== Task item ==
Output every line of the listing, exactly and completely.

* * * * * * *

Issue #198, opened 2021-12-21
Add `bits` to `buildInfo` command


AlekSi:
We already have basic `buildInfo` command implementation, but it misses `bits` response field.

Issue #197, opened 2021-12-21
Add `gitVersion` to `buildInfo` command


AlekSi:
We already have basic `buildInfo` command implementation, but it misses `gitVersion` response field.

PR #204, opened 2021-12-21
Improve output of buildInfo command

GinGin3203:
PR for #197 and #198.

Although I'm not completely sure about obtaining the value of architecture bits, but adding another flag to `buildInfo.Settings` seems a bit cleaner than parsing `GOARCH` (especially if you consider that, for example, `amd64p32` is a valid 32-bit compilation target).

* * * * * * *

== Task response ==
Issue #198, opened 2021-12-21
Add `bits` to `buildInfo` command


AlekSi:
We already have basic `buildInfo` command implementation, but it misses `bits` response field.

Issue #197, opened 2021-12-21
Add `gitVersion` to `buildInfo` command


AlekSi:
We already have basic `buildInfo` command implementation, but it misses `gitVersion` response field.

PR #204, opened 2021-12-21
Improve output of buildInfo command

GinGin3203:
PR for #197 and #198.

Although I'm not completely sure about obtaining the value of architecture bits, but adding another flag to `buildInfo.Settings` seems a bit cleaner than parsing `GOARCH` (especially if you consider that, for example, `amd64p32` is a valid 32-bit compilation target).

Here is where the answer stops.